INSTRUCTIONS FOR THE TASK: A line containing "A junction between" appears in the material below. Return exactly every line from the first through that one, and only those.

SOURCE DATA:
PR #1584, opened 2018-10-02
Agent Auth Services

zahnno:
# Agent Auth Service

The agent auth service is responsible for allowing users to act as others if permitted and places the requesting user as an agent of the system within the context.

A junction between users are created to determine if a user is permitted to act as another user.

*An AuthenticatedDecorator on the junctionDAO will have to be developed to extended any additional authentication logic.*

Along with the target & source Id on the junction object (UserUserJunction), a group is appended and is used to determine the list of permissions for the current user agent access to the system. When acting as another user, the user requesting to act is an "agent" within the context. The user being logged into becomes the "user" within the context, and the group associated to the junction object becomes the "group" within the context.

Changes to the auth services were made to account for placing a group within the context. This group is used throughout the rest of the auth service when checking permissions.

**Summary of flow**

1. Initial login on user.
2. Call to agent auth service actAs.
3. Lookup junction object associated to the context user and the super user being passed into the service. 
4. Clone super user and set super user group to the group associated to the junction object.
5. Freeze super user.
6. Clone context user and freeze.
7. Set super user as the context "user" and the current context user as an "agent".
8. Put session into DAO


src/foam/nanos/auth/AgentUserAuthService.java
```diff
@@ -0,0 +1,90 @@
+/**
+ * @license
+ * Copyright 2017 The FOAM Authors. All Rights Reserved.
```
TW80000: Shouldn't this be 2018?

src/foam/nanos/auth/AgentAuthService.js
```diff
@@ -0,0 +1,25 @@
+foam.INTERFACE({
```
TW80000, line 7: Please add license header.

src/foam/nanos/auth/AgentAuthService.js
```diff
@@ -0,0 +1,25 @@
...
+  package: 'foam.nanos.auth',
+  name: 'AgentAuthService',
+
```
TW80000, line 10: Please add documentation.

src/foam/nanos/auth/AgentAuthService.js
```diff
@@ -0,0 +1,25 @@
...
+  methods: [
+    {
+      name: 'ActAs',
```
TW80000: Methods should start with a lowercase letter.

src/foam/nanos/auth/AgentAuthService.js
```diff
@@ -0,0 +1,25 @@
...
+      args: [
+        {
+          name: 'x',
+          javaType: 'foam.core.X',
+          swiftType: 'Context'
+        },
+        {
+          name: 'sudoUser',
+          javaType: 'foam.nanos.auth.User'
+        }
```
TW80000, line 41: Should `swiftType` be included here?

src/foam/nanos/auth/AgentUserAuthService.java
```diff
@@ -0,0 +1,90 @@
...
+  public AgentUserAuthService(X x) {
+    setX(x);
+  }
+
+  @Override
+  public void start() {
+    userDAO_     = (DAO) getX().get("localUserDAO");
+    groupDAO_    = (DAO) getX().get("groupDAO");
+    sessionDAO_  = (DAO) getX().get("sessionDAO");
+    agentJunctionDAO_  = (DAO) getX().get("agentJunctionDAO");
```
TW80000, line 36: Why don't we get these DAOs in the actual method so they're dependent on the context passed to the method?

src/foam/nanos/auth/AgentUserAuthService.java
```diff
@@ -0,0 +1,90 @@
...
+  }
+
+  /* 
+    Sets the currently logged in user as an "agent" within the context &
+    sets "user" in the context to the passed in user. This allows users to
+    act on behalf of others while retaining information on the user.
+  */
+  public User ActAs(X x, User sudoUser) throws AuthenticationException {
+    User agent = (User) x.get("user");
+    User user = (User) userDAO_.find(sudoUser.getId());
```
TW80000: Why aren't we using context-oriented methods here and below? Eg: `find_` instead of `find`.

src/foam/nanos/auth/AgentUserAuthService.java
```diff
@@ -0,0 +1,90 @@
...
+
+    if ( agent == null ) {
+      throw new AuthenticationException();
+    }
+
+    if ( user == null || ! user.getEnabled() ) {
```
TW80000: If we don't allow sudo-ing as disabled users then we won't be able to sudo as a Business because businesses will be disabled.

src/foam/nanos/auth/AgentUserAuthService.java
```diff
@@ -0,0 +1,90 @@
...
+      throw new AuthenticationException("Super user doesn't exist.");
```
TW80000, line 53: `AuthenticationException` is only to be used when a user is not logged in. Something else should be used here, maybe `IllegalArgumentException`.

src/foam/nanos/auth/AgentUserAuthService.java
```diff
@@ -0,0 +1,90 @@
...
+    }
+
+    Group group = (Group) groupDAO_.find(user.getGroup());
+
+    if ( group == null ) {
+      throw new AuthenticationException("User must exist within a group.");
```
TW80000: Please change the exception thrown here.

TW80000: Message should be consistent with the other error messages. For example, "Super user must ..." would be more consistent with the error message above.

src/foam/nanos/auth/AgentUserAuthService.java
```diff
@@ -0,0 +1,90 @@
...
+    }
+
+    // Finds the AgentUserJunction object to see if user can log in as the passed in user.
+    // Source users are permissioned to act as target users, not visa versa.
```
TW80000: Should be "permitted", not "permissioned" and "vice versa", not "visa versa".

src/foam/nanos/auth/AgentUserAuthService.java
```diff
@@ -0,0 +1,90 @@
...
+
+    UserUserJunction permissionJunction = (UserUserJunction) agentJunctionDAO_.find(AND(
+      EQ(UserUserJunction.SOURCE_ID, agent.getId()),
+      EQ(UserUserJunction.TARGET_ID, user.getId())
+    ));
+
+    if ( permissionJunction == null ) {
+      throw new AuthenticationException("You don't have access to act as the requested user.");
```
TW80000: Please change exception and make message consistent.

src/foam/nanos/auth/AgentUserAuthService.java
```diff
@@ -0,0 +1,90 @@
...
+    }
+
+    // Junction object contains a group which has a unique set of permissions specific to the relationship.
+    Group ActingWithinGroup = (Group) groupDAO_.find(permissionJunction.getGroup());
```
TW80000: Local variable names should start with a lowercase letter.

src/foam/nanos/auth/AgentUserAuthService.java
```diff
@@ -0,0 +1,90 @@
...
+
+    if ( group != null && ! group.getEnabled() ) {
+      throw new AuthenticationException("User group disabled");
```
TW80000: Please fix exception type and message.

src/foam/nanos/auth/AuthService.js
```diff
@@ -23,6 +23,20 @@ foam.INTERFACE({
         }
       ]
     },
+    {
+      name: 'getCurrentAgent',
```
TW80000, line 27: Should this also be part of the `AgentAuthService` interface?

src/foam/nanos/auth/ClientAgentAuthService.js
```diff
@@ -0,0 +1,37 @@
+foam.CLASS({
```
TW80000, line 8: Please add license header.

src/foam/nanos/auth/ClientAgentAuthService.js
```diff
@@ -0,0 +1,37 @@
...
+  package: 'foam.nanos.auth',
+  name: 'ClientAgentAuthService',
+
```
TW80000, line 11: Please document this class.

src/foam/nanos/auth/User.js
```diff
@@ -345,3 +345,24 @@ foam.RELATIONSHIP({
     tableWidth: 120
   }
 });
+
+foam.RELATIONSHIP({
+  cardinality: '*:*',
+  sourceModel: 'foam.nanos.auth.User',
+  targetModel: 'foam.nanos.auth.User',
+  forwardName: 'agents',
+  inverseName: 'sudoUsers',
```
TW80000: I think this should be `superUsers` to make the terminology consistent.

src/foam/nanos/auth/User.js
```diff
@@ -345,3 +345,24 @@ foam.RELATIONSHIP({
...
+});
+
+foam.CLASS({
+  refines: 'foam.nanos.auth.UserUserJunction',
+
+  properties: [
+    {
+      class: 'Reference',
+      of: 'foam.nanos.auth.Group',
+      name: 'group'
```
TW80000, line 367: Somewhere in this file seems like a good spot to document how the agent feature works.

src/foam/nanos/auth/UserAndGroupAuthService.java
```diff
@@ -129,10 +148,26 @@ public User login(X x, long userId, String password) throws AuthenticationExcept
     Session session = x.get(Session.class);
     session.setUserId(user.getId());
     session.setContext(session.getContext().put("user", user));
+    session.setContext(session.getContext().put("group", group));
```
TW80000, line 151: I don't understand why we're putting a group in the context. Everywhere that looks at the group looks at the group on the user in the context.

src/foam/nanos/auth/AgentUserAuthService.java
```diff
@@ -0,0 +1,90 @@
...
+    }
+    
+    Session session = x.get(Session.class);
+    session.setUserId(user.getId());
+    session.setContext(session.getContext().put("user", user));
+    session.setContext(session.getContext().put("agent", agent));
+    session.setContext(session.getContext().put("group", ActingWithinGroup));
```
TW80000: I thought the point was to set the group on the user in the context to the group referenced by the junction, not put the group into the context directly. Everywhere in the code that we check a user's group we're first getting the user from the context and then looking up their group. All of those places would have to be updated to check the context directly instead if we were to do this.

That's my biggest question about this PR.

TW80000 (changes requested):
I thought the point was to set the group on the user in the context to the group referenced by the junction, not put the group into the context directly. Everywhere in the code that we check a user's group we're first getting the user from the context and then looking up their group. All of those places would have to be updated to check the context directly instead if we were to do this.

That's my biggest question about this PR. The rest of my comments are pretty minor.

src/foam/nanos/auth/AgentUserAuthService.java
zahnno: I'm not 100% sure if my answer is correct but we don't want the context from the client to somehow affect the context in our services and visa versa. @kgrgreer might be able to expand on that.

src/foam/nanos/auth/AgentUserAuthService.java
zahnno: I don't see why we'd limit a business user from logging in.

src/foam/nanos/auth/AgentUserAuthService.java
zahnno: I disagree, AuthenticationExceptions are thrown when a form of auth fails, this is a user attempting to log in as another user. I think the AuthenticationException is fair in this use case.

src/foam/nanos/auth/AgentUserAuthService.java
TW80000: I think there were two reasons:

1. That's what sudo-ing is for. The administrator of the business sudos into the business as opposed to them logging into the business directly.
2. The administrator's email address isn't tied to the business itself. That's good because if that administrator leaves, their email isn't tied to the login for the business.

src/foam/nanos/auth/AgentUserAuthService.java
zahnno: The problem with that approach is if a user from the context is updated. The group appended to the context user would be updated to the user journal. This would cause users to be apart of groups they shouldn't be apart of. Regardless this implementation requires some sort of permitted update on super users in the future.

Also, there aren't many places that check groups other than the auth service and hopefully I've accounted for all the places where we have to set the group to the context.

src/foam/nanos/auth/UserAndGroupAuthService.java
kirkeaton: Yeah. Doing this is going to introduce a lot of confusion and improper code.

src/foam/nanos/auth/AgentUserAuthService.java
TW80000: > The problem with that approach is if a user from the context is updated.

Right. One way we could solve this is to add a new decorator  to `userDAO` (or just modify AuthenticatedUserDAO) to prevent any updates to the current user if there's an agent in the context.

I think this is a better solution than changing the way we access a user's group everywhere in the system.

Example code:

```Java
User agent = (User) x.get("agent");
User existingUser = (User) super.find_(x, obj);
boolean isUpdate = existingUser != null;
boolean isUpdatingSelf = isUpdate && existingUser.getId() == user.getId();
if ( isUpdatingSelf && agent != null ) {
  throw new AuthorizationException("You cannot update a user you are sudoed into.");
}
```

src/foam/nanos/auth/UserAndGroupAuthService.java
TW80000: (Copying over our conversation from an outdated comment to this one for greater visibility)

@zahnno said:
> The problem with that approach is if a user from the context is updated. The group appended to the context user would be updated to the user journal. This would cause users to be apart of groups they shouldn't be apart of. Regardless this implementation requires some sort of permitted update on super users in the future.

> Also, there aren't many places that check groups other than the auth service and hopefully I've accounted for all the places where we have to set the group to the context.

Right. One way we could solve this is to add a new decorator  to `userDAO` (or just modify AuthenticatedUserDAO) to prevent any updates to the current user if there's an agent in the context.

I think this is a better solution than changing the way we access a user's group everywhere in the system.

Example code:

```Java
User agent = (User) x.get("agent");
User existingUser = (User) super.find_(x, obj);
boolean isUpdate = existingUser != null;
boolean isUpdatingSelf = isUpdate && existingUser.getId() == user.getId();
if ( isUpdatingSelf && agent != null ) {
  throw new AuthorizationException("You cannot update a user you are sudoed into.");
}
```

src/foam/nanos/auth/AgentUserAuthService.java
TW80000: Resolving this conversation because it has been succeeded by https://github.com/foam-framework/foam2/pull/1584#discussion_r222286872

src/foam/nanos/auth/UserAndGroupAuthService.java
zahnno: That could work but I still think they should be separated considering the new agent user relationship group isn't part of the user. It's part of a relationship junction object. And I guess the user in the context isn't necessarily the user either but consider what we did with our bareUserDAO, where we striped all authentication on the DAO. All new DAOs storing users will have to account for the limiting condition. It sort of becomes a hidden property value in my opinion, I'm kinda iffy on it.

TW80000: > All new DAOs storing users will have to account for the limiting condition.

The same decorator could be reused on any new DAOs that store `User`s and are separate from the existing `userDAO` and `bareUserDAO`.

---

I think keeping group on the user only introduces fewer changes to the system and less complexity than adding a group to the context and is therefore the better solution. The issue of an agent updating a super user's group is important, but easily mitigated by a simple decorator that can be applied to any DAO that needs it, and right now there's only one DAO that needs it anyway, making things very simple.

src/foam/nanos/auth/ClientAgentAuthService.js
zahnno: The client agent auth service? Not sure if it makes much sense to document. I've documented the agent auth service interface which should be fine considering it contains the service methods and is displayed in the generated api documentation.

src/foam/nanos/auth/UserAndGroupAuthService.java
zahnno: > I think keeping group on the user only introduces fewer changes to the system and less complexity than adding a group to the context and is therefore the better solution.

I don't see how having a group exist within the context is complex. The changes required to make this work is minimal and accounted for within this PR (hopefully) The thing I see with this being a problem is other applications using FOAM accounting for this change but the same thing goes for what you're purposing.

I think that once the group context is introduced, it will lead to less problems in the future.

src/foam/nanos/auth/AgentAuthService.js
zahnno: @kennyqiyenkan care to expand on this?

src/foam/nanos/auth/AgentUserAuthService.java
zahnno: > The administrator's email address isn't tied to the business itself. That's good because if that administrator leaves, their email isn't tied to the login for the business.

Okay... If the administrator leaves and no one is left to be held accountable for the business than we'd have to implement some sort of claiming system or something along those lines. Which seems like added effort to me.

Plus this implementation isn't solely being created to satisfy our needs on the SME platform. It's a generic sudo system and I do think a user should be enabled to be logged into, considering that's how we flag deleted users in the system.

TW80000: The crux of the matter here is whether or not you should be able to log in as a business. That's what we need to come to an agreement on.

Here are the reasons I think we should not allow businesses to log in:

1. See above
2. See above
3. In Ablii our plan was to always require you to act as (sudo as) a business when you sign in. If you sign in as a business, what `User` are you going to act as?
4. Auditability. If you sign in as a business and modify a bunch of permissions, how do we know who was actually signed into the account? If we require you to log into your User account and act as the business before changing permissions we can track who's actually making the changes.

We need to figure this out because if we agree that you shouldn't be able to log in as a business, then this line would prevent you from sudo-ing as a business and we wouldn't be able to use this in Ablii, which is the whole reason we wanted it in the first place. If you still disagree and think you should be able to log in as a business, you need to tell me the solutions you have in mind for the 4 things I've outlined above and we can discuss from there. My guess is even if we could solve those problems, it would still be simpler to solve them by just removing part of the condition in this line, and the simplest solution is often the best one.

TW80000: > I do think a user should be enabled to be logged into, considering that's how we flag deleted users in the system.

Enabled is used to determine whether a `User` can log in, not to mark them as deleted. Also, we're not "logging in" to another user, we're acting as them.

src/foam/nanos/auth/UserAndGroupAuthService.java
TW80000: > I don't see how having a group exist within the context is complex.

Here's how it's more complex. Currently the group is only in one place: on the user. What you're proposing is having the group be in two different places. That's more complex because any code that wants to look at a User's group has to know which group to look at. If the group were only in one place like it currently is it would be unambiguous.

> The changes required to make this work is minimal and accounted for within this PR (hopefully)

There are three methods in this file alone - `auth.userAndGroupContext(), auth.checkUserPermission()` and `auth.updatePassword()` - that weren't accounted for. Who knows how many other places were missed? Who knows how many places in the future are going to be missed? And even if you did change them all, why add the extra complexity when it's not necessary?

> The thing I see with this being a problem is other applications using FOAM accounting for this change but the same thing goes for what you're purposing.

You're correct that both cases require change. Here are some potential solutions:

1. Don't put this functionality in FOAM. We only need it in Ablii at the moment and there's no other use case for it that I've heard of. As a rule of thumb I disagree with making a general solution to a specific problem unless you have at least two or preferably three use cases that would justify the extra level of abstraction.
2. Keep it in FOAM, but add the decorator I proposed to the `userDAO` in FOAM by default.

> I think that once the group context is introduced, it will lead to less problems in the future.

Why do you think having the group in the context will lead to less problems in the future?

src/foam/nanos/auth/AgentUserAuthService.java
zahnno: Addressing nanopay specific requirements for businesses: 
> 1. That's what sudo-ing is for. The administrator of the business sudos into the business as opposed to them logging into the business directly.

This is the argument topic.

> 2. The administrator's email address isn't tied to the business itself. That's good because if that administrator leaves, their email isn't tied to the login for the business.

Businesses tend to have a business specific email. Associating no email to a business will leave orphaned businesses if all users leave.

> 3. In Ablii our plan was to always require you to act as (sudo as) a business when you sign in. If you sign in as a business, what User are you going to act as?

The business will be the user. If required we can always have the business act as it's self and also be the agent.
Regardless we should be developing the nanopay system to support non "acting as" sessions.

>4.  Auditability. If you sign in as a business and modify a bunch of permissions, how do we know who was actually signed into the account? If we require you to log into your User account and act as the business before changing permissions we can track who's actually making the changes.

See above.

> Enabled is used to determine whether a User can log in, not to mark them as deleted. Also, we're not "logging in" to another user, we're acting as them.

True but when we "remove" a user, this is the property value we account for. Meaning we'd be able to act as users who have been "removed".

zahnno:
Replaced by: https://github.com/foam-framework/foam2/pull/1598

REPLY:
PR #1584, opened 2018-10-02
Agent Auth Services

zahnno:
# Agent Auth Service

The agent auth service is responsible for allowing users to act as others if permitted and places the requesting user as an agent of the system within the context.

A junction between users are created to determine if a user is permitted to act as another user.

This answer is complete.